I can watch this for hours


----------



## Qtis (Nov 27, 2012)

This is pretty much a letdown. Not that I really need another Wii (have a GC compatible white version), but it could be a cool pack if it supported HD loading. I could imagine taking one with me on my exchange year after next year just for that (and to actually play all the Wii games I'm waiting to play, but the PS3 takes my extra gaming time (if there ever is any)).


----------



## Gahars (Nov 27, 2012)

LightyKD said:


> Um... people still do use their Wii consoles for Netflix. Actually Netflix on Wii was the fastest growing segment of viewers over the other two consoles.


 
And those people still using Netflix have nothing to worry about because they aren't losing it.



LightyKD said:


> This Mini system is a total slap in the face.


 
To who?
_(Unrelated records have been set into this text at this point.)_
PR #5969, opened 2023-08-17
Changelog: specify which version to write using github labels. 

Guaris:
**I don't think this is the right solution for the problem**

This PR adds a function `getVersionFromLabels` that extracts version labels from PRs and uses it to write specific versions to changelog.md. 

Where to go from here: 
* Descending order
* Add a function to check for duplicates. 
* Discussed at end of hackathon: Only print the latest version or potentially latest + lts only.

### DIFF
--- a/tools/changelog-generator/changelog.js
+++ b/tools/changelog-generator/changelog.js
@@ -4,7 +4,7 @@ const groupBy = require("lodash.groupby");
 
 const convertFilePathsToUrls = require("../_utilities/path-to-url");
 const now = startOfDay(new Date());
-const earliestDate = subDays(now, 4);
+const earliestDate = subDays(now, 7);
 
 (async function () {
   // Create an octokit instance
--- a/tools/changelog-generator/changelog.js
+++ b/tools/changelog-generator/changelog.js
@@ -4,7 +4,7 @@ const groupBy = require("lodash.groupby");
 
 const convertFilePathsToUrls = require("../_utilities/path-to-url");
 const now = startOfDay(new Date());
-const earliestDate = subDays(now, 7);
+const earliestDate = subDays(now, 4);
 
 (async function () {
   // Create an octokit instance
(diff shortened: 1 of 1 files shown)


tools/changelog-generator/changelog.js
```diff
@@ -4,7 +4,7 @@ const groupBy = require("lodash.groupby");
 
 const convertFilePathsToUrls = require("../_utilities/path-to-url");
 const now = startOfDay(new Date());
-const earliestDate = subDays(now, 7);
+const earliestDate = subDays(now, 4);
```
Guaris, line 7:
```suggestion
const earliestDate = subDays(now, 7);
```

mheap:
> I don't think this is the right solution for the problem

Tell us more! What doesn’t feel right, and what other ideas do you have?

lena-larionova:
> Tell us more! What doesn’t feel right, and what other ideas do you have?

Based on our team chat in one of our syncs today, here's the summary (while it's fresh, and since it's past Angel's end of day):
* A PR might have a mix of files that apply to one version or another. If you apply versions 3.3.x and 3.4.x as labels to a PR, how does the generator know which file to generate as 3.3.x and which as 3.4.x? 
* If we have one label per version, we're going to have a _lot_ of labels. 
  * Gateway alone has 6 currently maintained versions, plus occasional backports/fixes that require editing file before 2.8.
  * KIC has a massive list of versions
  * There might be overlap between versions of different products, so then labels would need to be longer, eg gw-28.x instead of just 2.8.x.
* Our audience is _mostly_ ourselves. We know how to choose a different doc version. If we just link to latest instead of linking to specific versions, plus optionally 2.8.x as the LTS, we cover 99% of situations. 
  * Going along the same lines, it's easier if we just see /latest/ in most situations, and we don't have to wade through all the versions to find the most important/relevant one.

I _think_ I got most of it, but @Guaris can expand tomorrow.

Guaris:
Lena captured all of my thoughts. Overnight I was wondering if this functionality would be good to keep for use cases we haven't uncovered yet. Currently, if there is no label it writes every link, but maybe this is a step towards a better auto-generated changelog in the future.

Guaris:
Closing to reopen later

Who is Nintendo offending with this? The dedicated gamers who already own fully functional Wiis? The casual players on the market for an extremely cheap game system?



LightyKD said:


> They should have kept WiFi, USB and SF. Its not that damn hard.


 
Hard? No, but as we've established, they don't come free. When you're trying to minimize costs as much as possible, you've got to make cuts somewhere.



LightyKD said:


> I understand that this system is exclusive to Canada but if it catches on up there what makes anyone think that Nintendo won't just bring these suckers to other regions. The same thing happened with the sans-GameCube Wii consoles. They were announced for the PAL region first and then quickly thrusted into the US market. This is a bad move. Period.


 
Oh God, the horror of cheap Wiis might spread! God knows that people can't just purchase older models online if they're that interested in these features!
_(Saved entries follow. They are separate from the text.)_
PR #5970, opened 2023-08-17
feat: Konnect API examples for plugins

lena-larionova:
### Description

For any plugin that is supported in Konnect, it’s now possible to configure it using the Konnect runtime groups API, via `core-entities`. This PR adds support for generated Konnect API examples in the plugin docs, which makes the Konnect API more visible and positions it as a parallel option to the Kong Admin API.

A simple service example for the Basic auth plugin:
Screenshot 2023-08-17 at 1 54 20 PM

A global example for the Rate Limiting Advanced plugin:
Screenshot 2023-08-17 at 2 57 19 PM

Along with that, there were several fixes/improvements that I had to make:
* Placeholders in curl examples: after team discussion, settled on `{ }` as the placeholder characters for URLs. This format is heavily used in our API specs, and is the OpenAPI standard: https://swagger.io/docs/specification/describing-parameters/. Going forward, we should be using `{ }` to enclose variables **in specs and API examples**. 
  * Placeholders in other situations still need revisiting. Out of scope here.
 
* The global example now explains what "global" means in the context of Konnect, Kong Enterprise, and Kong OSS. This is a long-running painpoint, and it seems timely to add this as we add Konnect examples.

* Removed the duplicate `konnect_examples` and `manager_examples` metadata keys from plugin docs. We don't have Kong Manager examples, and we don't need a separate `konnect_examples` key. `konnect: false/true` already performs the same function.

https://konghq.atlassian.net/browse/DOCU-2949

### Testing instructions

Check any plugin doc. For example:
* [Rate Limiting Advanced plugin](https://deploy-preview-5970--kongdocs.netlify.app/hub/kong-inc/rate-limiting-advanced/how-to/basic-example/) - has all example types, good way to see everything in one place
* [OAuth2 plugin](https://deploy-preview-5970--kongdocs.netlify.app/hub/kong-inc/oauth2/how-to/basic-example/) - isn't supported in Konnect so the Konnect API tab doesn't show up
* [Update to style guide](https://deploy-preview-5970--kongdocs.netlify.app/contributing/style-guide/#placeholder-and-example-values)

### Checklist 

- [x] Review label added 


fabianrbz (approved):
LGTM 🎉 
I ❤️ the new placeholders!

I left a small comment about a typo, but other than that it looks great!

app/_plugins/drops/plugins/examples/konnect.rb
```diff
@@ -0,0 +1,48 @@
+# frozen_string_literal: true
+
+module Jekyll
+  module Drops
+    module Plugins
+      module Examples
+        class Konnect < Base
+          URLS = {
+            'consumer' => 'https://global.api.konghq.com/v2/{RUNTIME-GROUP-ID}/core-entities/consumers/{CONSUMER_NAME|ID}/plugins',
```
mheap, line 9: The global endpoint won’t work here. It needs to be us.api or eu.api

lena-larionova: Is that just for consumers, or consumer groups as well?

mheap: For all APIs that aren't kauth related

lena-larionova:
Finally got around to testing this and realized that the Konnect API doesn't accept the same format as the Kong Admin API. It has to be json data, eg:

```
  curl -i -X POST \
  https://us.api.konghq.com/v2/runtime-groups/{runtime-group-id}/core-entities/services/{service-id}/plugins \
  --header 'accept: application/json' \
  --header 'Content-Type: application/json' \
  --header 'Authorization: Bearer kpat_abcd' \
  --data '{"name":"basic-auth","config":{"anonymous":null,"hide_credentials":false}}'
```

So now I'm trying to figure out how to generate the config part, and struggling.

fabianrbz:
@lena-larionova how can I help?

fabianrbz:
@lena-larionova I pushed something, would that work?

lena-larionova:
Tested out the changes you made, I think we're good now. The examples work!

PR #5977, opened 2023-08-18
Chore: Add path parameter style note to style guide

Guaris:
From hackathon conversation. Path parameters are represented with curly braces, this is the standard when writing about API path parameters.


acgoldsmith (approved):
lgtm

I mean, you're seriously getting worked up over this, of all things? Creating a cheap alternative for consumers is now a grave, unforgivable offense? I think you need to get some perspective here.


----------



## theMa6ician (Nov 27, 2012)

LightyKD said:


> Um... people still do use their Wii consoles for Netflix. Actually Netflix on Wii was the fastest growing segment of viewers over the other two consoles. This Mini system is a total slap in the face. They should have kept WiFi, USB and SF. Its not that damn hard. I understand that this system is exclusive to Canada but if it catches on up there what makes anyone think that Nintendo won't just bring these suckers to other regions. The same thing happened with the sans-GameCube Wii consoles. They were announced for the PAL region first and then quickly thrusted into the US market. This is a bad move. Period.


Wiis also sold more than the competition, doesnt make the Wii better. And yeah its easy to watch your console's features become more popular in a shorter amount of time when youre the last company to implement "normal" features.


----------



## emigre (Nov 27, 2012)

Wii Mini? I think they should call this the Wii crippled.


----------



## MelodieOctavia (Nov 27, 2012)

Cool. Not too keen on the removed features, but on a purely aesthetic standpoint, I love it. It looks a bit famicom-ish.


----------



## loco365 (Nov 27, 2012)

TwinRetro said:


> Cool. Not too keen on the removed features, but on a purely aesthetic standpoint, I love it. It looks a bit famicom-ish.


That's what I first thought of when I saw the color scheme. It took me a second look at another angle to see that it was a top-loader, just like the CD player on my boombox. However, the lack of WiFi means you won't have access to the Wii Shop channel, which means half of the console is already useless unless there is a modified system menu on it to remove any WiFi options and programs that use WiFi, and with no SD card, you can't transfer saves to a Wii U.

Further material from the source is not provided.